Je me souviens … avoir dit dans ma douleur :
 « Plus jamais » et de l’avoir redit.



Comment te décrire à quel point je m’accrochais à l’épaule de Véronique
et Elizabeth et que je plongeais mes yeux dans leurs regards remplis
d’amour et de douceur chaque fois que je ressentais la douleur de ton
arrivée toute proche.
Elles ne peuvent savoir tout le soulagement qu’elles me procuraient et
que j’y puisais ma force à travers leurs yeux.



Quelle joie et hâte intérieure que j’ai ressenti lors de ton passage en moi
vers ta délivrance malgré la douleur de t’enfanter car je savais que
le moment de te rencontrer arrivait.
Le médecin m’a dit de continuer de pousser car l’une de tes épaules était
restée coincé.

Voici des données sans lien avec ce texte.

PR #4857, opened 2024-09-27
timeline fix: loadrange in imavid

sashankaryal:
Implements `loadRange()` in imavid. Previously we were relying on the loading logic in the render loop which resulted in unintended effects

## Release Notes

- **New Features**
  - Introduced a callback for handling animation stutters, enhancing playback experience.
  - Added a method to check and manage buffer fetching, improving data handling.

- **Improvements**
  - Enhanced buffer management and fetching logic across multiple components.
  - Simplified rendering and playback control for better performance.
  - Updated default frame rate for playback functionality.

- **Bug Fixes**
  - Updated logic for fetching additional data, ensuring smoother playback.

- **Style**
  - Changed the loading state color in the Seekbar component for better visibility.

- **Tests**
  - Added tests for buffer management functionality to ensure reliability.

### DIFF
--- a/app/packages/core/src/components/Modal/ImaVidLooker.tsx
+++ b/app/packages/core/src/components/Modal/ImaVidLooker.tsx
@@ -1,6 +1,5 @@
 import { useTheme } from "@fiftyone/components";
 import { AbstractLooker, ImaVidLooker } from "@fiftyone/looker";
-import { BUFFERING_PAUSE_TIMEOUT } from "@fiftyone/looker/src/lookers/imavid/constants";
 import { BaseState } from "@fiftyone/looker/src/state";
 import { FoTimelineConfig, useCreateTimeline } from "@fiftyone/playback";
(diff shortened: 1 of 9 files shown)


app/packages/core/src/components/Modal/ImaVidLooker.tsx
```diff
@@ -210,6 +257,10 @@ export const ImaVidLookerReact = React.memo(
       name: timelineName,
       config: timelineCreationConfig,
       waitUntilInitialized: readyWhen,
+      // using this mechanism to resume fetch if it was paused
+      // ideally we have control of fetch in this component but can't do that yet
```
benjaminpkane, line 261: Is the grid moving to react? :)

benjaminpkane (dismissed):
LGTM

app/packages/core/src/components/Modal/ImaVidLooker.tsx
sashankaryal: I definitely haven't thought about that one way or the other. 😅

ritch (approved):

Elle a de bonnes épaules m’a dit le médecin.
Et que dire de ton cordon qui te liait à moi que le médecin a coupé
et dont tu t’en étais enroulé au cou et autour du pied,
le coupable qui a fermé tes yeux pour toujours.

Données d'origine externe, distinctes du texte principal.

PR #4614, opened 2024-08-04
Bugfix: support branches that contain slashes when downloading plugins

brimoor:
Resolves https://github.com/voxel51/fiftyone/issues/4610

## Tested by

Verifying that we can download a plugin from a branch that contains a slash:

```shell
export FIFTYONE_PLUGINS_DIR=/tmp/plugins

# Download a plugin from branch `feature/update-index-plugin` that contains a slash
fiftyone plugins download \
    https://github.com/voxel51/fiftyone-plugins/tree/feature/update-index-plugin \
    --plugin-names '@voxel51/indexes'

rm -rf /tmp/plugins
unset FIFTYONE_PLUGINS_DIR
```

Also verified that all relevant syntaxes in `fiftyone.plugins.utils` work as expected:

```py
import fiftyone.plugins.utils as fopu

plugins = fopu.list_zoo_plugins()
plugins = fopu.list_zoo_plugins(info=True)

plugins = fopu.find_plugins("https://github.com/voxel51/fiftyone-plugins")
plugins = fopu.find_plugins("https://github.com/voxel51/fiftyone-plugins/tree/main", path="plugins/annotation")

info = fopu.get_plugin_info("https://github.com/voxel51/voxelgpt")
info = fopu.get_plugin_info("https://github.com/voxel51/fiftyone-plugins/tree/main/plugins/annotation")
info = fopu.get_plugin_info("https://github.com/voxel51/fiftyone-plugins/blob/main/plugins/annotation/fiftyone.yml")
info = fopu.get_plugin_info("voxel51/fiftyone-plugins", path="plugins/annotation")
info = fopu.get_plugin_info("voxel51/fiftyone-plugins", path="plugins/annotation/fiftyone.yml")
```

## Summary by CodeRabbit

- **New Features**
	- Enhanced plugin search capabilities with the ability to specify subdirectories in GitHub repositories.
	- Improved access to plugin information by allowing path specifications for YAML files or directories.

- **Bug Fixes**
	- Refined GitHub URL parsing logic to support a broader range of valid URLs.

- **Tests**
	- Added a new test for verifying GitHub repository URL parsing, improving test coverage.

- **Documentation**
	- Updated documentation for functions and classes to enhance clarity on expected inputs and usage.

PR #5324, opened 2024-12-27
Handle tree paths in GitHub identifiers

brimoor:
## Change log

The [@voxel51/plugins/install_plugin](https://github.com/voxel51/fiftyone-plugins/tree/main/plugins/plugins) operator stopped working as a side effect of https://github.com/voxel51/fiftyone/pull/4614 because the operator tried to issue a command like this:

```py
import fiftyone.plugins as fop

url = "https://github.com/voxel51/fiftyone-plugins/tree/main/plugins/dashboard"
fop.download_plugin(url, plugin_names=["@voxel51/dashboard"])
```

where the `url` is pulled [directly from here](https://github.com/voxel51/fiftyone-plugins/blob/d458e19bf9141bb8cd68c0d382cda98fbb2e1169/plugins/dashboard/fiftyone.yml#L6).

When the operator was initially written, the above `download_plugin()` syntax worked, but only because the `GitHubRepository` class would automatically strip `main/plugins/dashboard` down to `main`. However, that was causing our plugins API to not support branches/tags that contain `/` (what https://github.com/voxel51/fiftyone/pull/4614 solved).

This PR brings us back to the best of both worlds: `GitHubRepository(repo)` now supports `repo` strings of the form `<ref>[/<path>]`, where both `<ref>` and `<path>` may contain `/`.

With this patch, the [@voxel51/plugins/install_plugin](https://github.com/voxel51/fiftyone-plugins/tree/main/plugins/plugins) operator works again.

And, as an added bonus, the `download_plugin()` method now supports scoping downloads by subdirectory!

```py
fop.download_plugin("https://github.com/voxel51/fiftyone-plugins/tree/main/plugins/dashboard")
```

Previously the only way to install a subset of plugins from a repository was to specify them by name via the `plugin_names=` kwarg.

### Search for plugins in a specific tree root

```py
import fiftyone.plugins.utils as fopu

plugins = fopu.find_plugins("https://github.com/voxel51/fiftyone-plugins/tree/main/plugins/annotation")
assert len(plugins) == 1
```

### Download plugin from a specific tree root

```py
import fiftyone.plugins as fop

fop.download_plugin("https://github.com/voxel51/fiftyone-plugins/tree/main/plugins/dashboard")
```

### New `GitHubRepository(..., safe=True)` syntax

This new syntax is what enables the other syntaxes to work under the hood:

```py
import fiftyone.utils.github as foug

url = "https://github.com/voxel51/fiftyone-plugins/tree/main/plugins/dashboard"

repo = foug.GitHubRepository(url)
assert repo.ref == "main/plugins/dashboard"
assert repo.safe_path == None

repo = foug.GitHubRepository(url, safe=True)
assert repo.ref == "main"
assert repo.safe_path == "plugins/dashboard"

url = "https://github.com/voxel51/fiftyone-plugins/tree/f5e1d93233caace681b427d7e13677cbcfe58a06/plugins/dashboard"

repo = foug.GitHubRepository(url, safe=True)
assert repo.ref == "f5e1d93233caace681b427d7e13677cbcfe58a06"
assert repo.safe_path == "plugins/dashboard"
```

### DIFF
--- a/fiftyone/plugins/core.py
+++ b/fiftyone/plugins/core.py
@@ -22,6 +22,7 @@ import eta.core.web as etaw
 import fiftyone as fo
 import fiftyone.constants as foc
 from fiftyone.core.config import locate_app_config
+import fiftyone.core.storage as fos
 import fiftyone.core.utils as fou
 from fiftyone.plugins.definitions import PluginDefinition
 from fiftyone.utils.github import GitHubRepository
@@ -172,6 +173,8 @@ def download_plugin(url_or_gh_repo, plugin_names=None, overwrite=False):
                 ``https://github.com/<user>/<repo>/tree/<branch>`` or
                 ``https://github.com/<user>/<repo>/commit/<commit>``
             -   a GitHub ref string like ``<user>/<repo>[/<ref>]``
+            -   a GitHub tree path like
+                ``https://github.com/<user>/<repo>/tree/<branch>/<path>``
             -   a publicly accessible URL of an archive (eg zip or tar) file
 
         plugin_names (None): a plugin name or iterable of plugin names to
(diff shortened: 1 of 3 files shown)


kaixi-wang (approved):
nice! 
image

Ce cordon qui te transmettait la vie à travers moi et qui te l’a enlevé. 
 Je me souviens… que quelques jours avant, quand le médecin a
écouté ton cœur, il battait à 160.  Je me souviens… comment une semaine auparavant,
Pierre le chum de Catherine me taquinait en disant qu’il viendrait pour
couper ton cordon lors de ta naissance.
Catherine et Pierre étaient restés cette fin de semaine là avec moi au
cas où tu te déciderais à te manifester.
Je me souviens… après comment Pierre qui m’avait gentiment taquiné,
a eu du mal à me regarder  sachant ce qui nous était arrivé.